Recent video-language alignment models are trained on sets of videos, each with an associated positive caption and a negative caption generated by large language models. A problem with this procedure is that negative captions may introduce linguistic biases, i.e., concepts are seen only as negatives and never associated with a video. While a solution would be to collect videos for the negative captions, existing databases lack the fine-grained variations needed to cover all possible negatives. In this work, we study whether synthetic videos can help to overcome this issue. Our preliminary analysis with multiple generators shows that, while promising on some tasks, synthetic videos harm the performance of the model on others. We hypothesize this issue is linked to noise (semantic and visual) in the generated videos and develop a method, SynViTA, that accounts for those. SynViTA dynamically weights the contribution of each synthetic video based on how similar its target caption is w.r.t the real counterpart. Moreover, a semantic consistency loss makes the model focus on fine-grained differences across captions, rather than differences in video appearance. Experiments show that, on average, SynViTA improves over existing methods on VideoCon test sets and SSv2-Temporal, SSv2-Events, and ATP-Hard benchmarks, being a first promising step for using synthetic videos when learning video-language models.

Can synthetic videos help VLA?

We first conduct a preliminary study to evaluate whether these generated videos can augment the training set of real videos and enhance performance on various video-related tasks. Our analysis shows that, while adding synthetic videos shows some promise, it does not consistently improve performance on temporally challenging downstream tasks, regardless of the generator.

We also analyze the effects of different misalignment types (i.e., semantically plausible changes in the video captions) on the generated videos.

We notice that videos generated by, e.g., introducing hallucination into the captions or reversing event order, align more with positive captions than with their target captions.
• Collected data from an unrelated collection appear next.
PR #133, opened 2023-10-27
Refactor CEH model 

thfroitzheim:
The CEH model implemented in #124 was refactored to follow the layout for the GFN Hamiltonians more closely. This includes: 
1. Transfer of ceh_guess into its own singlepoint.f90 file.
2. Transfer of the Hamiltonian setup and the (rewritten) get_hamiltonian function into the h0.f90 file. In this course, the new ceh_hamiltonian and ceh_calculator classes were removed and replaced by the tb_hamiltonian and xtb_calculator base classes (added data will also be required in the GP3-xTB development). 
3. Introduction of a ceh_h0spec to use the tb_hamiltonian machinery for the Hamiltonian setup. Expansion of the getter functions needed for get_hamiltonian. 
4. Consistent renaming of all variables to match the prior GFN implementation. 
5. Expansion of the CEH-specific test suite. 
The restructuring is necessary to use the already available GFN implementation for the setup of analytical charge gradients of CEH. 

The coordination number was restructured to prevent code duplication due to the many different CNs (now renamed). A new CN now only requires defining the count function and its derivative. To allow directed CN functions (i.e. erf_en, added to one partner and subtracted from the other) a directed_factor is included (I am open to better ideas). In this course, the testing was expanded to cover all possible CN implementations. 

Lastly, the derivatives of the diatomic frame scaled overlap was implemented.


src/tblite/ceh/singlepoint.f90
```diff
@@ -0,0 +1,251 @@
...
+
+!> @file tblite/ceh/singlepoint.f90
+!> Provides main entry point for performing a CEH calculation
+!> follows in close analogy the xtb singlepoint
+
+!> Implementation of the single point calculation for the CEH model
+module tblite_ceh_singlepoint
+   !> mctc-lib
+   use mctc_env, only : error_type, wp
+   use mctc_io, only: structure_type
```
awvwgk: The comments in the import part do not add much explanation, please consider removing them, e.g. the comment `! Wavefunction` should be unnecessary for a module called `use tblite_wavefunction`. A more useful way of commenting is to describe why or how the statement or declaration is used, e.g. `use tblite_basis_type, only : get_cutoff  ! Realspace cutoff for integral calculation`.

src/tblite/ceh/singlepoint.f90
```diff
@@ -0,0 +1,251 @@
...
+      type(adjacency_list) :: list
+      !> Potential type
+      type(potential_type) :: pot
+      !> Restart data for interaction containers
+      type(container_cache) :: icache
+      !> Timer
+      type(timer_type) :: timer
+      real(wp) :: ttime
+
+      logical :: grad = .false.
```
awvwgk: This variable is implicitly saved, this is a bug.

src/tblite/ceh/singlepoint.f90
```diff
@@ -0,0 +1,251 @@
...
+
+      real(wp) :: elec_entropy
+      real(wp) :: nel = 0.0_wp, cutoff
```
awvwgk: Also, this variable is implicitly saved, this is generally not the wanted behavior.

src/tblite/ceh/singlepoint.f90
```diff
@@ -0,0 +1,251 @@
...
+            & "   " // format_string(wfn%qat(i,1), real_format))
+         end do
+         call ctx%message(repeat("-", 60))
+         call ctx%message(label_dipole)
+         call ctx%message("     x           y           z")
+         call ctx%message(format_string(dipole(1), "(f12.5)") // &
+         & format_string(dipole(2), "(f12.5)") // &
+         & format_string(dipole(3), "(f12.5)"))
+         call ctx%message(repeat("-", 60))
+      endif
```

Such noisy supervision signals may lead to ineffective learning, limiting improvements on downstream tasks.

Qualitative Results

Image showing video-language alignment scores for the video-language entailment task on VideoCon Human and VideoCon Human Hard using SynViTA.
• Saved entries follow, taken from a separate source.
PR #135, opened 2023-11-05
Add error handling to callback API for logger

### LINKED ISSUE #134: The tblite ASE calculator interface does not properly handle `KeyboardException` (Ctrl+C)
When running a structure relaxation using ASE and tblite, doing Ctrl+C (keyboard interrupt) cancels the current cycle but not the run as a whole. This makes it very difficult and inconvenient to abort a run.

```python
from tblite.ase import TBLite
from ase.build import bulk
from ase.optimize import BFGS

atoms = bulk("Cu")*(3,3,3)
atoms.calc = TBLite()
dyn = BFGS(atoms)
dyn.run(fmax=1e-4)
```

Then Ctrl+C before it finished. Tested on tblite 0.3.0.

image

awvwgk:
Closes #134

### DIFF
--- a/python/tblite/library.py
+++ b/python/tblite/library.py
@@ -86,7 +86,7 @@ def logger_callback(error, message, nchar, data):
         callback = ffi.from_handle(data)
         callback(ffi.unpack(message, nchar).decode())
     except Exception as e:
-        error_message = ffi.new("char[]", str(e))
+        error_message = ffi.new("char[]", str(e).encode())
         lib.tblite_set_error(
             error,
             error_message,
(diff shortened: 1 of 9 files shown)


python/tblite/library.py
```diff
@@ -80,11 +80,18 @@ def handle_error(*args, **kwargs):
...
+def logger_callback(error, message, nchar, data):
     """Custom logger callback to write output in a Python friendly way"""
-
-    callback = ffi.from_handle(data)
-    callback(ffi.unpack(message, nchar).decode())
+    try:
+        callback = ffi.from_handle(data)
+        callback(ffi.unpack(message, nchar).decode())
+    except Exception as e:
+        error_message = ffi.new("char[]", str(e))
```
awvwgk:
```suggestion
        error_message = ffi.new("char[]", str(e).encode())
```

Examples of video-language alignment scores assigned by SynViTA (mPLUG-Owl 7B) and SynViTA (Video-LLaVA), compared to baselines trained without synthetic videos, on the video-language entailment task for VideoCon Human and VideoCon Human Hard.

Image showing video-language alignment scores for the video question answering task on ATP-Hard using SynViTA.
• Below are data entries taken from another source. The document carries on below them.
PR #142, opened 2023-12-05
Full ALPB/GBSA with empirical parameters

### LINKED ISSUE #138: Different solvation energies in tblite and xtb
Hi together,

I have noticed that application of both ALPB and GBSA solvation models resulted in different energies for the newest versions of tblite (the installed executable after building with meson) and xtb.
A simple example is a single point calculation of ethanol (ethanol.xyz):

    9    
    Ethanol
      H      1.8853     -0.0401      1.0854
      C      1.2699     -0.0477      0.1772
      H      1.5840      0.8007     -0.4449
      H      1.5089     -0.9636     -0.3791
      C     -0.2033      0.0282      0.5345
      H     -0.4993     -0.8287      1.1714
      H     -0.4235      0.9513      1.1064
      O     -0.9394      0.0157     -0.6674
      H     -1.8540      0.0626     -0.4252

Without solvation, both programs essentially give the same energy (as expected):

    tblite ethanol.xyz

resulted in:

    ....
    ------------------------------------------------------------
      cycle        total energy    energy error   density error
    ------------------------------------------------------------
          1     -11.34484894099  -1.1462750E+01   1.6126437E-01
          2     -11.38501140154  -4.0162461E-02   7.2796973E-02
          3     -11.39038158210  -5.3701806E-03   2.0933834E-02
          4     -11.39068145220  -2.9987011E-04   1.0279824E-02
          5     -11.39074527592  -6.3823713E-05   1.8471074E-03
          6     -11.39075016731  -4.8913914E-06   9.5529263E-04
          7     -11.39075043232  -2.6501404E-07   3.7627198E-04
          8     -11.39075091328  -4.8096264E-07   1.4263204E-04
          9     -11.39075096916  -5.5874589E-08   9.6098618E-06
    ------------------------------------------------------------

    electronic energy        -1.1508651630483E+01 Eh
    total energy             -1.1390750969159E+01 Eh
    ....

and 

    xtb ethanol.xyz

resulted in:

               -------------------------------------------------
              | TOTAL ENERGY              -11.390750963714 Eh   |
              | GRADIENT NORM               0.185597446632 Eh/α |
              | HOMO-LUMO GAP              12.836665182229 eV   |
               -------------------------------------------------

When applying ALPB with water as solvent, however, the results are different:

    tblite ethanol.xyz --alpb water

gives 

    -11.39322361699 Eh

but 

    xtb  ethanol.xyz --alpb water

gives

    -11.397759549872 Eh

Thus, the solvation energy seems more than twice as large for the xtb program as in the case of tblite, even if the same structure is calculated with the same solvation model. Similar deviations can be observed by using GBSA.

I therefore wanted to ask if there are some different default settings for both programs which must be changed by the user to get the same results or if there is some issue with the solvation in tblite in general.

Thanks in advance!

haneug:
Initial implementation of the 'full' ALPB and GBSA solvation models as in xtb. 

- implements new flags --alpb-xtb and --gbsa-xtb which employ the corresponding empirical parameters and give the same results as in xtb (for water in water the energy difference is below 10⁻⁸ Eh with GFN2-xTB)
- No support for API yet
 
Looking forward for your suggestions how to improve this! 

To Do:
- [x] implement Gshift
- [x] fix deviation for GFN1-xTB 
- [x] check other solvents
- [x] clean up and add tests
- [x] C and python api


app/driver_run.f90
```diff
@@ -61,7 +61,7 @@ module tblite_driver_run
 
 
 subroutine run_main(config, error)
-   type(run_config), intent(in) :: config
+   type(run_config), intent(inout) :: config
```
awvwgk: This should stay intent in

haneug: Definitely, I want to set the parameters in new_solvation because there I have mol available. My quick (and dirty?) solution is to use a scratch_input in new_solvation so that I do not have to modify config%solvation%alpb.

haneug:
Differences for GFN1-xTB do not occur for molecules with only one species e.g., H2, F2, and O3, but for molecules with multiple species e.g., HF, H2O, and CO2.

pprcht:
Hi all,

To put this issue a bit forward, I committed some changes to @haneug's branch. I think this is an important PR, so I'm happy to further work on it.

Here's what I did:
- Updated the branch to the current main branch stage.
- Updated solvent strings. Some solvents like `dmf`, `thf`, `cs2` and a few others were not available under these names, but could be selected under their full name. `tblite` now knows the alias as well. `acetone` was missing entirely, I added the entry with parameters from MNSOL.
- The solvents `furane`, `benzaldehyde`, `dioxane`, `phenol` and `woctanol` were not available in `tblite` *nor* in MNSOL. I added their entries to the `get_solvent_data` constructor, but they only contain the dielectric constant and refractory indices.
- The discrepancy between GFN1-xTB energies stemmed from a CM5 charge implementation in `xtb` that was missing in `tblite`. Not anymore.
- Finally, I tested all GFN1/GFN2 GBSA/ALPB combinations with all available solvents. The test molecule was caffeine:
```
$coord
         -6.134194835085         -2.050583457383          0.041501488892     c
         -4.257989774446         -0.077573907965         -0.001827990178     n
         -4.712442263975          2.470621717876         -0.013111881308     c
         -2.592957527478          3.781873878383         -0.016386752339     n
         -0.735810404277          1.998874697504         -0.012516600988     c
         -1.696825680417         -0.388511985183         -0.013341342571     c
         -0.165536422836         -2.593558889366         -0.012308491761     c
         -1.052950170836         -4.736438814102         -0.016475781913     o
          2.417331343252         -2.043834570361         -0.004348903618     n
          4.182092079482         -4.138750561195          0.008357048520     c
          3.486490066997          0.397636251409          0.000102411769     c
          5.802113920722          0.690657762313          0.005286648234     o
          1.822761570451          2.443307017589         -0.000190631983     n
          2.776162986238          5.014434390170          0.020533754716     c
         -8.020562503708         -1.210549395752         -0.004021712955     h
         -5.897943375362         -3.139351862292          1.780647162725     h
         -5.867941387821         -3.252537075648         -1.616202723931     h
         -6.598840021510          3.263573033853         -0.013105328556     h
          3.236734851046         -5.974575385829          0.004320331970     h
          5.372500093097         -4.001905151256          1.695285118496     h
          5.396766837421         -4.005607709880         -1.661375665537     h
          4.840892905022          5.070245799787          0.070744083415     h
          2.052500009863          5.991405353355          1.694401414324     h
          2.131182261180          5.989581702181         -1.685866648900     h
$end
```
Here are the summarized results:
[gfn2-gbsa-results.txt](https://github.com/user-attachments/files/16641356/gfn2-gbsa-results.txt)
[gfn2-alpb-results.txt](https://github.com/user-attachments/files/16641357/gfn2-alpb-results.txt)
[gfn1-gbsa-results.txt](https://github.com/user-attachments/files/16641358/gfn1-gbsa-results.txt)
[gfn1-alpb-results.txt](https://github.com/user-attachments/files/16641360/gfn1-alpb-results.txt)

As Hagen mentioned in the beginning, the deviation in total energy w.r.t. the `xtb` implementation was on the order of ~10<sup>-8</sup> Eh, and it still is, now for all solvents and both Hamiltonians. The gradients match pretty well, too.

### TODO
As I said above, I'm happy to continue working on this and there may be still some things to do. It would be great if you advise me on how/what you would like for the implementation.
- add some tests
- More cleanup? E.g. should setting this implementation be kept as `--alpb-xtb`/`--gbsa-xtb` or would you prefer it to be just `--alpb`/`--gbsa`? The latter may be preferable to avoid confusion...

pprcht:
Added some tests and fixed some of the logic of CM5 charge allocation

pitsteinbach:
I added the python and C-API, for the changes done by the other guys and added some tests to go along.
I had to add a string to the calculator containing the method to retrieve this information in the container API, sop that the right parameters can be chosen.

thfroitzheim:
This should now be ready for review. It is tested for all solvents against xtb. Most remaining misses in code coverage are in the CLI for which there are additional test.

include/tblite/container.h
```diff
@@ -84,12 +85,20 @@ tblite_new_cpcm_solvation_solvent(tblite_context ctx,
                           tblite_calculator calc,
                           char* solvent);
 
-#define tblite_new_alpb_solvation(ctx, mol, calc, x)            \
+// standard/default argument for reference state of solvation model
+char * std_refstr = "gsolv";
+//Macro to call tblite_new_alpb_solvation with or without/default reference string
+#define tblite_new_alpb_solvation(...) vrg(tblite_new_alpb_solvation, __VA_ARGS__)
```
awvwgk: Why is it necessary to have variadic functions here. Let's define two separate and clean APIs and combine them with a type generic macro instead.

Keep in mind eventually we need to expose the ABI to Python and any macro trick we are using in C is not possible to export there.

include/tblite/container.h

Examples of video-language alignment scores assigned by SynViTA (mPLUG-Owl 7B) and SynViTA (Video-LLaVA), compared to baselines trained without synthetic videos, on the video question answering task on ATP-Hard.

Image showing rankings based on video-language alignment scores for the text-to-video retrieval task on SSv2-Events using SynViTA (mPLUG-Owl 7B).

Rankings based on video-language alignment scores for the text-to-video retrieval task on SSv2-Events, using SynViTA (mPLUG-Owl 7B) against baselines trained without synthetic videos.

Image showing rankings based on video-language alignment scores for the text-to-video retrieval task on SSv2-Temporal using SynViTA (Video-LLaVA).

Rankings based on video-language alignment scores for the text-to-video retrieval task on SSv2-Temporal, using SynViTA (Video-LLaVA) against baselines trained without synthetic videos.